■ Stored items ■
%%

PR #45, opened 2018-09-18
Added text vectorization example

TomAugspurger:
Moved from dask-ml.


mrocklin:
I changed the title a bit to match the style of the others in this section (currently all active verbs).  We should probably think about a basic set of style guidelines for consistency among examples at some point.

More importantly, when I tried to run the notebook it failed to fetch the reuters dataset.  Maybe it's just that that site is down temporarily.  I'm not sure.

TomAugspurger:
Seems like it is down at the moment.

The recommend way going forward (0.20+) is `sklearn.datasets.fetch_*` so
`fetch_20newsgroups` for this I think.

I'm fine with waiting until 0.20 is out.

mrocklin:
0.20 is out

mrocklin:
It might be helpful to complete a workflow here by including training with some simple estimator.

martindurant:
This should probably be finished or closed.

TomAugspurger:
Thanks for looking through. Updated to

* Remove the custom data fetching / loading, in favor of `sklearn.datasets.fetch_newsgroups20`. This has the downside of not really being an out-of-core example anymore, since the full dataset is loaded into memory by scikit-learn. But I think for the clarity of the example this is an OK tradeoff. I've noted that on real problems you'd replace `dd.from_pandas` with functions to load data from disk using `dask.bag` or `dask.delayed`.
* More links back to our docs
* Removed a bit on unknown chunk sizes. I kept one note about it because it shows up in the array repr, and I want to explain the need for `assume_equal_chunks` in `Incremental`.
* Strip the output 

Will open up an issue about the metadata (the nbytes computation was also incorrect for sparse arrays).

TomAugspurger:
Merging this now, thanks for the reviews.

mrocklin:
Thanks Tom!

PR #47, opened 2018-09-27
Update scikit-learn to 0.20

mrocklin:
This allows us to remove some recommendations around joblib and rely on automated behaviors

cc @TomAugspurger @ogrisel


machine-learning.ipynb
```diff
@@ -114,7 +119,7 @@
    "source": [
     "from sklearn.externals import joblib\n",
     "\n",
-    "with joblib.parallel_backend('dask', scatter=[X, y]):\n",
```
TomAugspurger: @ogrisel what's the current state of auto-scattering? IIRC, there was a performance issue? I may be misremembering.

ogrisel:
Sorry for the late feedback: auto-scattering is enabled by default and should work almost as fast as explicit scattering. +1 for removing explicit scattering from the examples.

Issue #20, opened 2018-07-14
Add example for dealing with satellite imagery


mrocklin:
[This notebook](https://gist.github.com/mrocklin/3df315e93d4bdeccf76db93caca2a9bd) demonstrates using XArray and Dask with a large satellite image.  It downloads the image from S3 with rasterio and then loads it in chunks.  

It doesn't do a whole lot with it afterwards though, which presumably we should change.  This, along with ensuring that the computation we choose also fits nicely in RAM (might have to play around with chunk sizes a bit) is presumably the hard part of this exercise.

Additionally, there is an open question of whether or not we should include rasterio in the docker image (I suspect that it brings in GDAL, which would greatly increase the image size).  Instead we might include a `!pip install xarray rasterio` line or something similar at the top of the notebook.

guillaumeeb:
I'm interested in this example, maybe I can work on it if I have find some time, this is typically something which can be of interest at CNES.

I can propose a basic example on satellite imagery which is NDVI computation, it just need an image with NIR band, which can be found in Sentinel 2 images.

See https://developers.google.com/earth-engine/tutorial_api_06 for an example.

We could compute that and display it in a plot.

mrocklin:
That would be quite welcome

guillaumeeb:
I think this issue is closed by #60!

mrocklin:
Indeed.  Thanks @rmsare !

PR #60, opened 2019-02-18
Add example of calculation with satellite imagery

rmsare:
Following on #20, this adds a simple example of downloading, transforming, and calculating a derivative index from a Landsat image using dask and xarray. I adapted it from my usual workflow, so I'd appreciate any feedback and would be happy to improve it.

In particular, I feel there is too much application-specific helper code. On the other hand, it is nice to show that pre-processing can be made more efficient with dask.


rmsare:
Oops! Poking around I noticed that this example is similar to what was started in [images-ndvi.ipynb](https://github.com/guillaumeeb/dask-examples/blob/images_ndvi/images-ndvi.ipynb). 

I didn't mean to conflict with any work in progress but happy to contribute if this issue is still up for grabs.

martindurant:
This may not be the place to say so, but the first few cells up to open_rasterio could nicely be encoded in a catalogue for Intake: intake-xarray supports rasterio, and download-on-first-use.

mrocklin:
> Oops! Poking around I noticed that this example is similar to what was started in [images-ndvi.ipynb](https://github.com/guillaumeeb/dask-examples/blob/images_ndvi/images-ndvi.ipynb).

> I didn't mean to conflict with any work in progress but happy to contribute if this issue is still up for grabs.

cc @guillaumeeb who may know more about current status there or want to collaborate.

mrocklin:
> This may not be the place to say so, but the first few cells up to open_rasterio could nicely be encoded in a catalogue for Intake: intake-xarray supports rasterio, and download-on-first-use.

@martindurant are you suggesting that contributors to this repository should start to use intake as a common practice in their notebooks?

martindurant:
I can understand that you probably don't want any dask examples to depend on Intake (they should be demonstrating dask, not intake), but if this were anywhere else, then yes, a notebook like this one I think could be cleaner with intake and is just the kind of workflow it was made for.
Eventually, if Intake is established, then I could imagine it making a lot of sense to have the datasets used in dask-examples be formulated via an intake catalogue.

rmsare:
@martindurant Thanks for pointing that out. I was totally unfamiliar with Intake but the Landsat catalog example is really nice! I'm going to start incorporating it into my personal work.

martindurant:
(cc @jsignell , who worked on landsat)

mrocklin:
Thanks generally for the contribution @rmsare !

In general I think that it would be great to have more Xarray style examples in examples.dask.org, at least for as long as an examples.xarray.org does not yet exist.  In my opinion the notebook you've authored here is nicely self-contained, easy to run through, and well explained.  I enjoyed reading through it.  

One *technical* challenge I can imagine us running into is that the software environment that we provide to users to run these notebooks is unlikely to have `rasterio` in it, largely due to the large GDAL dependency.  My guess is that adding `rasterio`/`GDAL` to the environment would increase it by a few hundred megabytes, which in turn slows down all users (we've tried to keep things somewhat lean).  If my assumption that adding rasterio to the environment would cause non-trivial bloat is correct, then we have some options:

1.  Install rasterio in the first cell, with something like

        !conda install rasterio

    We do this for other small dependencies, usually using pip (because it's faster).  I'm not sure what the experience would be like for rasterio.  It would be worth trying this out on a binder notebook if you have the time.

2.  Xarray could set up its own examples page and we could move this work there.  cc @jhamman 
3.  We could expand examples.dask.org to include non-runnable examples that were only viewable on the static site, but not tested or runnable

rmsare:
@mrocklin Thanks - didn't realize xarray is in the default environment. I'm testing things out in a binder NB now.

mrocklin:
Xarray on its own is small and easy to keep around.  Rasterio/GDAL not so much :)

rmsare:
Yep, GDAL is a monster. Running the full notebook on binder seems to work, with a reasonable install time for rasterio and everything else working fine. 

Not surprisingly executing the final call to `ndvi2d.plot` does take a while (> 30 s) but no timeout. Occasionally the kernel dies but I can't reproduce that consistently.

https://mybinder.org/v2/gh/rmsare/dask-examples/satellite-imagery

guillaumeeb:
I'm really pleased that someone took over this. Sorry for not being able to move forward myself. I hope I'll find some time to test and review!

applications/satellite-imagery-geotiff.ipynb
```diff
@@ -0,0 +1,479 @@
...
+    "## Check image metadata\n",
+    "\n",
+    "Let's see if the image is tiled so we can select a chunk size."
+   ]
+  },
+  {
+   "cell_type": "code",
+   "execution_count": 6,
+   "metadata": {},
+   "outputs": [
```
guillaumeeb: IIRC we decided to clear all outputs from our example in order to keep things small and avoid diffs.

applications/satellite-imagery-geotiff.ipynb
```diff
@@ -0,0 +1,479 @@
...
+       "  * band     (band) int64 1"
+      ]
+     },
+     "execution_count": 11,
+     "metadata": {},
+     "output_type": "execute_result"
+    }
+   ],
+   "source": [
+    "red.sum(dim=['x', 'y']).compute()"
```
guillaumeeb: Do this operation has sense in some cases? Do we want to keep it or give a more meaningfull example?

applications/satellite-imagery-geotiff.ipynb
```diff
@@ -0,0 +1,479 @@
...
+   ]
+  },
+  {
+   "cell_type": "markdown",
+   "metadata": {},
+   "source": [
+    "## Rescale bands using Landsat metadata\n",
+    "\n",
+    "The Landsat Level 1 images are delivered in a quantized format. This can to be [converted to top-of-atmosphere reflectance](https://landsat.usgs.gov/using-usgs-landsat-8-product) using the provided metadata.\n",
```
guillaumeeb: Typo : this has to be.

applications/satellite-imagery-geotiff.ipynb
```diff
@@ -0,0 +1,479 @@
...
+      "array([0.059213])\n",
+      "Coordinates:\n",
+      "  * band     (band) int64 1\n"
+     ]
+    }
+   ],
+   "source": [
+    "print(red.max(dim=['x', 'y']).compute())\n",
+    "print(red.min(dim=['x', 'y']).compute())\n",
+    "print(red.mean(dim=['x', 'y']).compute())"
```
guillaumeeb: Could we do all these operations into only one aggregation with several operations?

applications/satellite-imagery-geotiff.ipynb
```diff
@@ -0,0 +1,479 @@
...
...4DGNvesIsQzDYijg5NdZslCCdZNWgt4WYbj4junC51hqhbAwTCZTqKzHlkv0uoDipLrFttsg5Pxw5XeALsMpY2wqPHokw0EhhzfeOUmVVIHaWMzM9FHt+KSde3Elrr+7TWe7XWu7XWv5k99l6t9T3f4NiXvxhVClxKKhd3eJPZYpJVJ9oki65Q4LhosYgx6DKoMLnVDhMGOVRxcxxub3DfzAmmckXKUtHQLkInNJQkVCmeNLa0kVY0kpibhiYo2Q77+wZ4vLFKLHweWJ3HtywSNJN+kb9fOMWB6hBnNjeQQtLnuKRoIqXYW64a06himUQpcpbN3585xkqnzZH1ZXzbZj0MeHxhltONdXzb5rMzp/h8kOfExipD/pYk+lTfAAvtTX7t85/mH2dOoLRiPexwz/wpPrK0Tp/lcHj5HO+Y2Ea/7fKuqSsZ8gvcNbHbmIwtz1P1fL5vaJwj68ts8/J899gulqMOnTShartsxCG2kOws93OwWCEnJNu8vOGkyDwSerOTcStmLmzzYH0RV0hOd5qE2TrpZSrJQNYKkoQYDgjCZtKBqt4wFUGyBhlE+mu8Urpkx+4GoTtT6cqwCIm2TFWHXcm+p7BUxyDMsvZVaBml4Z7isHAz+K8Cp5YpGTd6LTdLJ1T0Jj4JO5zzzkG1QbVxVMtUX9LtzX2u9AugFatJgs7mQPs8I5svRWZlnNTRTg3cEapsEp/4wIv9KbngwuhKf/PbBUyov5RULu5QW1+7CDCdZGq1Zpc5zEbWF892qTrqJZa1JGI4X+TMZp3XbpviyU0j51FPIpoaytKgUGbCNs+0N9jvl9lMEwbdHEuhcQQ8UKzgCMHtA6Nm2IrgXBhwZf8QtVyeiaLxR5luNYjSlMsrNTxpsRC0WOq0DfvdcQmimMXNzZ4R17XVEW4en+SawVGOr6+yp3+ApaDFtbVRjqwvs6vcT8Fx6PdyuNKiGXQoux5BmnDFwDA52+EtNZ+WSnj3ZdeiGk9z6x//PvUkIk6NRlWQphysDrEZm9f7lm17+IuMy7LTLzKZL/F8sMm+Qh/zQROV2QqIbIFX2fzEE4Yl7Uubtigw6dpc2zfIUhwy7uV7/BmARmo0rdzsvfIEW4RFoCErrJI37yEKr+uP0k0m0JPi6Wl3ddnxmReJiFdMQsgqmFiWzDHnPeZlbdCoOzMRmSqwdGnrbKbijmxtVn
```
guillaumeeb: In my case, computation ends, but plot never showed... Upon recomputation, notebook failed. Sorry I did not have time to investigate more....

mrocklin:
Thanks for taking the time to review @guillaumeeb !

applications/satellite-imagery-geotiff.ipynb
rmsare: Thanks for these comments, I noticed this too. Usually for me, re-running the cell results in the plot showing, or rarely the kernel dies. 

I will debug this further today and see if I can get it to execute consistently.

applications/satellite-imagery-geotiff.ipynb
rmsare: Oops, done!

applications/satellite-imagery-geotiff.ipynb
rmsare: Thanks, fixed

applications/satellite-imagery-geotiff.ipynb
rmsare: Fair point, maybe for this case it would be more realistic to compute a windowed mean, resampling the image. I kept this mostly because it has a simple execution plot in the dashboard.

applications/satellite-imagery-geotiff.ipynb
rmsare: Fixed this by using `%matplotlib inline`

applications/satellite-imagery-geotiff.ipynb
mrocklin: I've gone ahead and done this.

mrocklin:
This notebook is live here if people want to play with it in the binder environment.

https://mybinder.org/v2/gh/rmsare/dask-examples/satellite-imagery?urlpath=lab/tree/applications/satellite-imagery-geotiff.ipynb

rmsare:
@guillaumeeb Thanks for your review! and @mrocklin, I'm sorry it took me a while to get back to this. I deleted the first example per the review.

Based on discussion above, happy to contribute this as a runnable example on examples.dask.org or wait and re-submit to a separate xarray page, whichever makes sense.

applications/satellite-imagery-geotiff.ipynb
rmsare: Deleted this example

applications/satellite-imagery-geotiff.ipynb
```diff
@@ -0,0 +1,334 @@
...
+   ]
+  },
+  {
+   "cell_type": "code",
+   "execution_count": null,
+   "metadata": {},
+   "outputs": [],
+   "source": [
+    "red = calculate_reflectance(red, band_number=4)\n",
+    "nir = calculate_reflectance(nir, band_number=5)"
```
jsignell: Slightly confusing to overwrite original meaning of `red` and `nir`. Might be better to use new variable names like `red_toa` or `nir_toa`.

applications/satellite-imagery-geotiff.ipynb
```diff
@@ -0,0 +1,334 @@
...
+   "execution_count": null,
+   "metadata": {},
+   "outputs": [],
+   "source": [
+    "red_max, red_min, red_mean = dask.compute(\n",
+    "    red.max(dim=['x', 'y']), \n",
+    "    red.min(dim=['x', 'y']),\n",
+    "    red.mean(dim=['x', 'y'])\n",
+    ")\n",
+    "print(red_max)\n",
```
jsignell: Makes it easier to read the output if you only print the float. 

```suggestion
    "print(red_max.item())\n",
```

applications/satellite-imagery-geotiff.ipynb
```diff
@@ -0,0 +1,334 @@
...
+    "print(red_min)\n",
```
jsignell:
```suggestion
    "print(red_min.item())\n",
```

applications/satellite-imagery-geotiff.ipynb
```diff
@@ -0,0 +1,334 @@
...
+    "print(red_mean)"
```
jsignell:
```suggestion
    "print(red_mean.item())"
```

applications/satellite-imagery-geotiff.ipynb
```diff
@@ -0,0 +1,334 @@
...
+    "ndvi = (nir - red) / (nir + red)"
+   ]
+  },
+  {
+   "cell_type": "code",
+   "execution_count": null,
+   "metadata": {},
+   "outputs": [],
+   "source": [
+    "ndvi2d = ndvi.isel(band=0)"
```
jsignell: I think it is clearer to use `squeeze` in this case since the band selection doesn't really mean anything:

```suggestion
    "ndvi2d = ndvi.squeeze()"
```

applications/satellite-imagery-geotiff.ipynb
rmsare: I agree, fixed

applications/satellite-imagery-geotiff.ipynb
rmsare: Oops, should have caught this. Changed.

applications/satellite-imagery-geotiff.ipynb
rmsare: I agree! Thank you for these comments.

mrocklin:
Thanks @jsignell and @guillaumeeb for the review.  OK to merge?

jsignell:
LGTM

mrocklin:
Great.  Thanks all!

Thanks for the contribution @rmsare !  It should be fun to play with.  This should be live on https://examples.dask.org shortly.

%%

■ Instructions for the task ■
The task calls for all lines in the entries that hold "site".

■ Your response ■
More importantly, when I tried to run the notebook it failed to fetch the reuters dataset.  Maybe it's just that that site is down temporarily.  I'm not sure.
3.  We could expand examples.dask.org to include non-runnable examples that were only viewable on the static site, but not tested or runnable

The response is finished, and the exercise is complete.